### DATA RECORDS:
PR #963, opened 2023-11-14
fix: remove AllCan Read/Write

MarshallOfSound:
Refs https://chromium-review.googlesource.com/c/v8/v8/+/5006387

Fixes native module compilation against node 21 / incoming v8 changes

### DIFF
--- a/nan.h
+++ b/nan.h
@@ -47,6 +47,7 @@
 #define NODE_18_0_MODULE_VERSION 108
 #define NODE_19_0_MODULE_VERSION 111
 #define NODE_20_0_MODULE_VERSION 115
+#define NODE_21_0_MODULE_VERSION 120
 
 #ifdef _MSC_VER
 # define NAN_HAS_CPLUSPLUS_11 (_MSC_VER >= 1800)
@@ -2517,7 +2518,9 @@ NAN_DEPRECATED inline void SetAccessor(
   , GetterCallback getter
   , SetterCallback setter
   , v8::Local<v8::Value> data
+#if (NODE_MODULE_VERSION < NODE_21_0_MODULE_VERSION)
   , v8::AccessControl settings
+#endif
   , v8::PropertyAttribute attribute
   , imp::Sig signature) {
   HandleScope scope;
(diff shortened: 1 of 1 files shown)


kkoopa:
Thank you. I am concerned about the signature changes. It seems like it should be possible to paper over the differences without breaking the NAN API. Assuming that v8::AccessControl is just a straight enum, it should be replaceable by an int. SetAccessor could be deprecated (again...) and a new one introduced without the settings parameter, shoving default for old versions. Now, due to the bad choice of using default arguments, C++ overload resolution becomes a mess I no longer remember. Might need to make a bunch of overloads for varying number of arguments instead, which is how it should have been written in the first place, since default arguments are bad design and should not be used, but I digress.

MarshallOfSound:
@kkoopa I could move `settings` after `attribute` and default it correctly in all cases, that should avoid the signature being meaningfully different 🤔 Although annoying because it wouldn't match the argument order to v8 but not the end of the world if the nan helper is deprecated anyway

kkoopa:
Yes, that might work. All I want is to avoid breaking NANs API directly while retaining the same observable behavior across versions.

I remember dealing with something similar in one of these default parameter functions previously. I ended up adding n overloads of increasing arity, where n was the number of default parameters, which happens to be the correct way of doing it in the first place. Default parameters in C++ are garbage.

MarshallOfSound:
Turns out the actual enum hasn't been removed, so the nan signature can be the same we just need to safely ifdef the impl.

Ref: https://source.chromium.org/chromium/chromium/src/+/main:v8/include/v8-object.h;l=173;bpv=1;bpt=1?q=v8::AccessControl&ss=chromium

Should be safe now

kkoopa:
Wonderful. That makes it a lot easier. Now, I would still like to have `Nan::SetAccessor` as it is in this PR deprecated and a new one added which does not have the `settings` parameter. Then, for old versions, it would set `settings` to `Default` when forwarding. This serves to maintain the identical behavior across versions: if one can't specify AccessControl, none shall do so. It also signals that a change has happened.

### WORK REQUIRED:
Print out the whole listing exactly as it appears.

### SOLUTION:
PR #963, opened 2023-11-14
fix: remove AllCan Read/Write

MarshallOfSound:
Refs https://chromium-review.googlesource.com/c/v8/v8/+/5006387

Fixes native module compilation against node 21 / incoming v8 changes

### DIFF
--- a/nan.h
+++ b/nan.h
@@ -47,6 +47,7 @@
 #define NODE_18_0_MODULE_VERSION 108
 #define NODE_19_0_MODULE_VERSION 111
 #define NODE_20_0_MODULE_VERSION 115
+#define NODE_21_0_MODULE_VERSION 120
 
 #ifdef _MSC_VER
 # define NAN_HAS_CPLUSPLUS_11 (_MSC_VER >= 1800)
@@ -2517,7 +2518,9 @@ NAN_DEPRECATED inline void SetAccessor(
   , GetterCallback getter
   , SetterCallback setter
   , v8::Local<v8::Value> data
+#if (NODE_MODULE_VERSION < NODE_21_0_MODULE_VERSION)
   , v8::AccessControl settings
+#endif
   , v8::PropertyAttribute attribute
   , imp::Sig signature) {
   HandleScope scope;
(diff shortened: 1 of 1 files shown)


kkoopa:
Thank you. I am concerned about the signature changes. It seems like it should be possible to paper over the differences without breaking the NAN API. Assuming that v8::AccessControl is just a straight enum, it should be replaceable by an int. SetAccessor could be deprecated (again...) and a new one introduced without the settings parameter, shoving default for old versions. Now, due to the bad choice of using default arguments, C++ overload resolution becomes a mess I no longer remember. Might need to make a bunch of overloads for varying number of arguments instead, which is how it should have been written in the first place, since default arguments are bad design and should not be used, but I digress.

MarshallOfSound:
@kkoopa I could move `settings` after `attribute` and default it correctly in all cases, that should avoid the signature being meaningfully different 🤔 Although annoying because it wouldn't match the argument order to v8 but not the end of the world if the nan helper is deprecated anyway

kkoopa:
Yes, that might work. All I want is to avoid breaking NANs API directly while retaining the same observable behavior across versions.

I remember dealing with something similar in one of these default parameter functions previously. I ended up adding n overloads of increasing arity, where n was the number of default parameters, which happens to be the correct way of doing it in the first place. Default parameters in C++ are garbage.

MarshallOfSound:
Turns out the actual enum hasn't been removed, so the nan signature can be the same we just need to safely ifdef the impl.

Ref: https://source.chromium.org/chromium/chromium/src/+/main:v8/include/v8-object.h;l=173;bpv=1;bpt=1?q=v8::AccessControl&ss=chromium

Should be safe now

kkoopa:
Wonderful. That makes it a lot easier. Now, I would still like to have `Nan::SetAccessor` as it is in this PR deprecated and a new one added which does not have the `settings` parameter. Then, for old versions, it would set `settings` to `Default` when forwarding. This serves to maintain the identical behavior across versions: if one can't specify AccessControl, none shall do so. It also signals that a change has happened.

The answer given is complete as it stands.